= WHAT IS BEING ASKED =
Report the number of lines of the listing below containing the string "looks", with nothing added.

= DATASET CONTENT =
PR #704, opened 2017-12-19
feature: add custom number of newlines after prompt

epiales:
I like to have a couple of newlines in between each of my prompts. This change would allow the user to set the number of newlines they prefer if they want more than the default of 1.


bhilburn:
Hey @epiales! Thanks so much for the PR! This is a great new feature! A few review items:

1. Since this is a new feature, it needs to be merged into `next`, not master. As long as you branched from `master` not very long ago, it wouldn't be that big of a deal for me to just re-target the PR for you, but as a rule of thumb you want to branch from `next` for feature branches and submit the PR against the same. See [this page of the wiki](https://github.com/bhilburn/powerlevel9k/wiki/Developer's-Guide#branches) for more.
2. I think we could improve the code by not using a `for` loop. It seems to me that we should be able to create a string with some quick & easy ZSH regex, which should be much faster than a for-loop. @dritter @rjorgenson - Any chance either of you are up for helping @epiales out with the regex?
3. Thanks for using the `defined` function properly! `=)`

powerlevel9k.zsh-theme
```diff
@@ -1519,7 +1519,14 @@ $(print_icon 'MULTILINE_LAST_PROMPT_PREFIX')'
   fi
 NEWLINE='
 '
-  [[ $POWERLEVEL9K_PROMPT_ADD_NEWLINE == true ]] && PROMPT="$NEWLINE$PROMPT"
+  if [[ $POWERLEVEL9K_PROMPT_ADD_NEWLINE == true ]]; then
+    defined POWERLEVEL9K_PROMPT_ADD_NEWLINE_COUNT || POWERLEVEL9K_PROMPT_ADD_NEWLINE_COUNT=1
```
Artistan: How about a one liner...
```bash
PROMPT="$(yes '\n' | head -n$POWERLEVEL9K_PROMPT_ADD_NEWLINE_COUNT)$PROMPT"
```

openam: `yes` example didn't work in my OSX machine.  How about

```
if [[ $POWERLEVEL9K_PROMPT_ADD_NEWLINE == true ]]; then
  PROMPT="$(printf "\n\ufeff"%.0s {1..${POWERLEVEL9K_PROMPT_ADD_NEWLINE_COUNT:-1}})$PROMPT"
fi
```

epiales: I tried a couple variations of the `yes` command  using `'\n'`, `'$NEWLINE'`, `'\ '`, `' '`, `''` but looks like the BSD version of `yes` doesn't play nicely.

@openam's suggestion is working for me and I'm also open to other alternatives.

Could even change it to

```zsh
[[ $POWERLEVEL9K_PROMPT_ADD_NEWLINE == true ]] && PROMPT="$(printf "\n\ufeff"%.0s {1..${POWERLEVEL9K_PROMPT_ADD_NEWLINE_COUNT:-1}})$PROMPT"
```

Artistan: That looks good to me.

bhilburn:
Let me know when you update the PR with new commits! =)

powerlevel9k.zsh-theme
bhilburn: Thanks for the reviews, @openam & @Artistan!

openam: I've been trying to run the option I suggested for a little bit. It doesn't appear to work in all terminals. I have had issues with it in the vscode integrated terminal, and my Android JuiceSSH client. It appears that the original for loop works fine in both of them. I think it should just be included as originally proposed, unless someone else has some good ideas.

bhilburn:
Hey @epiales! I don't want to lose track of this PR - it's a useful feature, and I appreciate the work you've put into it.

It sounds like the original suggestion from @Artistan won't quite work as it's not as portable as we need it to be. The `for` loop does seem a bit wasteful, though, and I would be surprised if there wasn't a way to do this with ZSH regex. Let's see if @docwhat or @rjorgenson have any thoughts for how to do it better.

epiales:
@bhilburn Thanks for the follow up. I've been trying to come up with a regex way but haven't been able to find anything that will repeat replacement _n_ number of times. I've tried a couple other variations but haven't found many solutions which work across different terminals. I'm still open to other suggestions to try. An alternative which works using `repeat`:
```zsh
if [[ $POWERLEVEL9K_PROMPT_ADD_NEWLINE == true ]]; then
    NEWLINES=""
    repeat ${POWERLEVEL9K_PROMPT_ADD_NEWLINE_COUNT:-1} { NEWLINES+=$NEWLINE }
    PROMPT="$NEWLINES$PROMPT"
fi
```

docwhat:
Have you tried the newline widget?  I did submit that? Right?

epiales:
@docwhat If I understand your widget correctly, I think that only continues segments on the next line?  I haven't tried extensively, other than I have `POWERLEVEL9K_PROMPT_ON_NEWLINE=true` and have modified the prefixes. I initially tried changing to
```zsh
POWERLEVEL9K_MULTILINE_FIRST_PROMPT_PREFIX='


'
```
and
```zsh
POWERLEVEL9K_LEFT_PROMPT_ELEMENTS=(newline newline newline os_icon status context dir vcs)
```
but those didn't work for me.

Here's an example of what I'm trying to achieve for posterity.

image

image

Artistan:
Note, the new line option also allows a special character.
How are you going to deal with that?
image

openam:
The [solution](https://github.com/bhilburn/powerlevel9k/pull/704#issuecomment-362027805) @epiales suggested works with the special characters.

screen shot 2018-02-01 at 7 55 54 am

bhilburn:
@epiales - I like the solution you suggested, and @openam has confirmed it handles special characters well. Can you update this PR with the change, and document the new feature in the README? As soon as you push the new commit(s), ping me here! I'm excited to get this merged into `next` =)

epiales:
@bhilburn I've updated the PR. I added a section to the README but it looks like most of the stylizing is defined on the [wiki page](https://github.com/bhilburn/powerlevel9k/wiki/Stylizing-Your-Prompt), will someone also need to update that?

bhilburn:
@epiales - Everything looks good! Sorry for the long turn-time on this. I really appreciate you taking the time to put this together and then incorporate feedback as we reviewed it (normally it doesn't take this long!). It's really great that you implemented a feature you wanted, and then upstreamed it! Well done, and welcome to P9k `=)`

= YOUR SOLUTION =
4